## Exercise objective
From the first line to the last, copy the data below word for word.

## Data for analysis
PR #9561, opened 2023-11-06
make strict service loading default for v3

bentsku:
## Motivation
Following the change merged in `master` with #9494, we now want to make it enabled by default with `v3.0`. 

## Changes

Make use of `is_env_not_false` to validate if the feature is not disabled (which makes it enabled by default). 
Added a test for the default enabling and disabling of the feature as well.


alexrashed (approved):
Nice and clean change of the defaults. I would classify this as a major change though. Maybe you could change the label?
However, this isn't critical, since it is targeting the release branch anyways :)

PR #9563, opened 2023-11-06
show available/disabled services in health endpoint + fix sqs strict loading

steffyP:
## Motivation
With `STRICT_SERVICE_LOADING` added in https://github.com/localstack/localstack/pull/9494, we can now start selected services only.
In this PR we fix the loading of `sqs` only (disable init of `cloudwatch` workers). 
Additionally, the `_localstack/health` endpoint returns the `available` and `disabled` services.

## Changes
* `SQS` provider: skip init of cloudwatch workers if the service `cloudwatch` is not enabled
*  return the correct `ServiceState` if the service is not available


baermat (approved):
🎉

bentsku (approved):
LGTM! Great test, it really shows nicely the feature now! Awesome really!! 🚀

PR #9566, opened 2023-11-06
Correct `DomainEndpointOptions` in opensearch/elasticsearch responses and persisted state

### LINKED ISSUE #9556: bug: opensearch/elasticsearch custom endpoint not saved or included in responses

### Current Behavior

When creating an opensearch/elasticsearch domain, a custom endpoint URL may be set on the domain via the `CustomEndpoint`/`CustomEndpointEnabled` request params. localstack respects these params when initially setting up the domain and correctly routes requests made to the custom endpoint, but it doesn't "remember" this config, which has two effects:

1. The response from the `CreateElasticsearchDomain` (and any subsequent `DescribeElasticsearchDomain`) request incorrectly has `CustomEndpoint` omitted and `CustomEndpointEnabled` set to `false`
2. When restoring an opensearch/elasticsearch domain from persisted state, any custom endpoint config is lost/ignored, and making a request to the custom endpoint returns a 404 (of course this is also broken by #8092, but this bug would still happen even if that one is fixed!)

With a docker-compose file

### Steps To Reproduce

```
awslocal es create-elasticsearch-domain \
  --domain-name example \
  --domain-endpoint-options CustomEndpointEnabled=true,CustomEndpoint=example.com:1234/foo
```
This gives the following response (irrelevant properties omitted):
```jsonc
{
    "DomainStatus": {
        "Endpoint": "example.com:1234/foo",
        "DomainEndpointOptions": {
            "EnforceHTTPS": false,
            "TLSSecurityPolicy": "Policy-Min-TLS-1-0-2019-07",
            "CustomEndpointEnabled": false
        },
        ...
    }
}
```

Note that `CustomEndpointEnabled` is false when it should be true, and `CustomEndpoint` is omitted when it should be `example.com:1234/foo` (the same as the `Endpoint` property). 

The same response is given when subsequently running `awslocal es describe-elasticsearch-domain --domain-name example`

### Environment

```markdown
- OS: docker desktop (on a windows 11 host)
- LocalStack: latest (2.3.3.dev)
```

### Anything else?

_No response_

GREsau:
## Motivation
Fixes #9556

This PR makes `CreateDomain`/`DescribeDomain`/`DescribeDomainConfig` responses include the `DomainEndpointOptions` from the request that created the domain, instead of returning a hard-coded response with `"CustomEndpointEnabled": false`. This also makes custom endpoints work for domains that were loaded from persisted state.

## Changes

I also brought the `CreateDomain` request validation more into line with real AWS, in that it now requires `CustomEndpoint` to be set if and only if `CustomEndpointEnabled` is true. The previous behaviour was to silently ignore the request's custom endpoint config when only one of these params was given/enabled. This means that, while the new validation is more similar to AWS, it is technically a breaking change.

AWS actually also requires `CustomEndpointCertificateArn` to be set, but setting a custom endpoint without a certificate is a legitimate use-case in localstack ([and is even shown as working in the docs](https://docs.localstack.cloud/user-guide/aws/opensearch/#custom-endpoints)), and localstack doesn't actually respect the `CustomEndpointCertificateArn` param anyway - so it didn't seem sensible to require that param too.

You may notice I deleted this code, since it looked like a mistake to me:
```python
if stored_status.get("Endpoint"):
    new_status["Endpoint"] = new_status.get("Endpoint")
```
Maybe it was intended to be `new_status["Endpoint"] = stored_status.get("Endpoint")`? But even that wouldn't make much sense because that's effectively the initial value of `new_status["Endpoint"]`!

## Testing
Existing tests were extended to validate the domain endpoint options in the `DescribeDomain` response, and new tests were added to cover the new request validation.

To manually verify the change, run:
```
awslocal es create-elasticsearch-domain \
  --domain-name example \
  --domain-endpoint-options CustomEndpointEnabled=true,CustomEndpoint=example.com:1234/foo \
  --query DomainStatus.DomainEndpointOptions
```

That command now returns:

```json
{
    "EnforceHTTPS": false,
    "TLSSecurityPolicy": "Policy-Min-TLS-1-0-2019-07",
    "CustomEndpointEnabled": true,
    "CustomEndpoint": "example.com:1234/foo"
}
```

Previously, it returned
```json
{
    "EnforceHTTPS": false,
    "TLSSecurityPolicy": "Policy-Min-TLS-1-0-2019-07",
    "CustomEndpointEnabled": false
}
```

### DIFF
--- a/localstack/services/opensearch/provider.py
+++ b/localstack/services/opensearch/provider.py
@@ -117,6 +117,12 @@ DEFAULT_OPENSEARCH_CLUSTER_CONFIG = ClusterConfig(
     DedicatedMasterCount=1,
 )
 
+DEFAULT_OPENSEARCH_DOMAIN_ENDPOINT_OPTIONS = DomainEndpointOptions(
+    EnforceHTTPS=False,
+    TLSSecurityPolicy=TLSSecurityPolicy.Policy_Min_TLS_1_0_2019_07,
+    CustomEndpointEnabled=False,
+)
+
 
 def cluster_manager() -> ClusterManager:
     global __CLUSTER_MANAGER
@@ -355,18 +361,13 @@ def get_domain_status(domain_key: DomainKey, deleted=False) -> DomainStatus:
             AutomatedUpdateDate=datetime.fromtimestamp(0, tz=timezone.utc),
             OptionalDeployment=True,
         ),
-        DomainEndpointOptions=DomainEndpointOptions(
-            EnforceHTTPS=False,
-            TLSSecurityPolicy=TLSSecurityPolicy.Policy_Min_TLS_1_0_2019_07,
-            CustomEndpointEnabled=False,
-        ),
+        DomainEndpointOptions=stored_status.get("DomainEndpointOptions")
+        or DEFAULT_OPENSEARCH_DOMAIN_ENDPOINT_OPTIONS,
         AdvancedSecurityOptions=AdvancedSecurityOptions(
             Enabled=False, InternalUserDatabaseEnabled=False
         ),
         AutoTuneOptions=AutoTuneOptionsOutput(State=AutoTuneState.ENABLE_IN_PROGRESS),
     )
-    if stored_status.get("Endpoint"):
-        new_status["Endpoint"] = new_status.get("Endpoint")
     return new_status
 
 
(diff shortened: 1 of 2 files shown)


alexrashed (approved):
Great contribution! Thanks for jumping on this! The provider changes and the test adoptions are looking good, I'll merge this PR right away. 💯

## Answer for the task
PR #9561, opened 2023-11-06
make strict service loading default for v3

bentsku:
## Motivation
Following the change merged in `master` with #9494, we now want to make it enabled by default with `v3.0`. 

## Changes

Make use of `is_env_not_false` to validate if the feature is not disabled (which makes it enabled by default). 
Added a test for the default enabling and disabling of the feature as well.


alexrashed (approved):
Nice and clean change of the defaults. I would classify this as a major change though. Maybe you could change the label?
However, this isn't critical, since it is targeting the release branch anyways :)

PR #9563, opened 2023-11-06
show available/disabled services in health endpoint + fix sqs strict loading

steffyP:
## Motivation
With `STRICT_SERVICE_LOADING` added in https://github.com/localstack/localstack/pull/9494, we can now start selected services only.
In this PR we fix the loading of `sqs` only (disable init of `cloudwatch` workers). 
Additionally, the `_localstack/health` endpoint returns the `available` and `disabled` services.

## Changes
* `SQS` provider: skip init of cloudwatch workers if the service `cloudwatch` is not enabled
*  return the correct `ServiceState` if the service is not available


baermat (approved):
🎉

bentsku (approved):
LGTM! Great test, it really shows nicely the feature now! Awesome really!! 🚀

PR #9566, opened 2023-11-06
Correct `DomainEndpointOptions` in opensearch/elasticsearch responses and persisted state

### LINKED ISSUE #9556: bug: opensearch/elasticsearch custom endpoint not saved or included in responses

### Current Behavior

When creating an opensearch/elasticsearch domain, a custom endpoint URL may be set on the domain via the `CustomEndpoint`/`CustomEndpointEnabled` request params. localstack respects these params when initially setting up the domain and correctly routes requests made to the custom endpoint, but it doesn't "remember" this config, which has two effects:

1. The response from the `CreateElasticsearchDomain` (and any subsequent `DescribeElasticsearchDomain`) request incorrectly has `CustomEndpoint` omitted and `CustomEndpointEnabled` set to `false`
2. When restoring an opensearch/elasticsearch domain from persisted state, any custom endpoint config is lost/ignored, and making a request to the custom endpoint returns a 404 (of course this is also broken by #8092, but this bug would still happen even if that one is fixed!)

With a docker-compose file

### Steps To Reproduce

```
awslocal es create-elasticsearch-domain \
  --domain-name example \
  --domain-endpoint-options CustomEndpointEnabled=true,CustomEndpoint=example.com:1234/foo
```
This gives the following response (irrelevant properties omitted):
```jsonc
{
    "DomainStatus": {
        "Endpoint": "example.com:1234/foo",
        "DomainEndpointOptions": {
            "EnforceHTTPS": false,
            "TLSSecurityPolicy": "Policy-Min-TLS-1-0-2019-07",
            "CustomEndpointEnabled": false
        },
        ...
    }
}
```

Note that `CustomEndpointEnabled` is false when it should be true, and `CustomEndpoint` is omitted when it should be `example.com:1234/foo` (the same as the `Endpoint` property). 

The same response is given when subsequently running `awslocal es describe-elasticsearch-domain --domain-name example`

### Environment

```markdown
- OS: docker desktop (on a windows 11 host)
- LocalStack: latest (2.3.3.dev)
```

### Anything else?

_No response_

GREsau:
## Motivation
Fixes #9556

This PR makes `CreateDomain`/`DescribeDomain`/`DescribeDomainConfig` responses include the `DomainEndpointOptions` from the request that created the domain, instead of returning a hard-coded response with `"CustomEndpointEnabled": false`. This also makes custom endpoints work for domains that were loaded from persisted state.

## Changes

I also brought the `CreateDomain` request validation more into line with real AWS, in that it now requires `CustomEndpoint` to be set if and only if `CustomEndpointEnabled` is true. The previous behaviour was to silently ignore the request's custom endpoint config when only one of these params was given/enabled. This means that, while the new validation is more similar to AWS, it is technically a breaking change.

AWS actually also requires `CustomEndpointCertificateArn` to be set, but setting a custom endpoint without a certificate is a legitimate use-case in localstack ([and is even shown as working in the docs](https://docs.localstack.cloud/user-guide/aws/opensearch/#custom-endpoints)), and localstack doesn't actually respect the `CustomEndpointCertificateArn` param anyway - so it didn't seem sensible to require that param too.

You may notice I deleted this code, since it looked like a mistake to me:
```python
if stored_status.get("Endpoint"):
    new_status["Endpoint"] = new_status.get("Endpoint")
```
Maybe it was intended to be `new_status["Endpoint"] = stored_status.get("Endpoint")`? But even that wouldn't make much sense because that's effectively the initial value of `new_status["Endpoint"]`!

## Testing
Existing tests were extended to validate the domain endpoint options in the `DescribeDomain` response, and new tests were added to cover the new request validation.

To manually verify the change, run:
```
awslocal es create-elasticsearch-domain \
  --domain-name example \
  --domain-endpoint-options CustomEndpointEnabled=true,CustomEndpoint=example.com:1234/foo \
  --query DomainStatus.DomainEndpointOptions
```

That command now returns:

```json
{
    "EnforceHTTPS": false,
    "TLSSecurityPolicy": "Policy-Min-TLS-1-0-2019-07",
    "CustomEndpointEnabled": true,
    "CustomEndpoint": "example.com:1234/foo"
}
```

Previously, it returned
```json
{
    "EnforceHTTPS": false,
    "TLSSecurityPolicy": "Policy-Min-TLS-1-0-2019-07",
    "CustomEndpointEnabled": false
}
```

### DIFF
--- a/localstack/services/opensearch/provider.py
+++ b/localstack/services/opensearch/provider.py
@@ -117,6 +117,12 @@ DEFAULT_OPENSEARCH_CLUSTER_CONFIG = ClusterConfig(
     DedicatedMasterCount=1,
 )
 
+DEFAULT_OPENSEARCH_DOMAIN_ENDPOINT_OPTIONS = DomainEndpointOptions(
+    EnforceHTTPS=False,
+    TLSSecurityPolicy=TLSSecurityPolicy.Policy_Min_TLS_1_0_2019_07,
+    CustomEndpointEnabled=False,
+)
+
 
 def cluster_manager() -> ClusterManager:
     global __CLUSTER_MANAGER
@@ -355,18 +361,13 @@ def get_domain_status(domain_key: DomainKey, deleted=False) -> DomainStatus:
             AutomatedUpdateDate=datetime.fromtimestamp(0, tz=timezone.utc),
             OptionalDeployment=True,
         ),
-        DomainEndpointOptions=DomainEndpointOptions(
-            EnforceHTTPS=False,
-            TLSSecurityPolicy=TLSSecurityPolicy.Policy_Min_TLS_1_0_2019_07,
-            CustomEndpointEnabled=False,
-        ),
+        DomainEndpointOptions=stored_status.get("DomainEndpointOptions")
+        or DEFAULT_OPENSEARCH_DOMAIN_ENDPOINT_OPTIONS,
         AdvancedSecurityOptions=AdvancedSecurityOptions(
             Enabled=False, InternalUserDatabaseEnabled=False
         ),
         AutoTuneOptions=AutoTuneOptionsOutput(State=AutoTuneState.ENABLE_IN_PROGRESS),
     )
-    if stored_status.get("Endpoint"):
-        new_status["Endpoint"] = new_status.get("Endpoint")
     return new_status
 
 
(diff shortened: 1 of 2 files shown)


alexrashed (approved):
Great contribution! Thanks for jumping on this! The provider changes and the test adoptions are looking good, I'll merge this PR right away. 💯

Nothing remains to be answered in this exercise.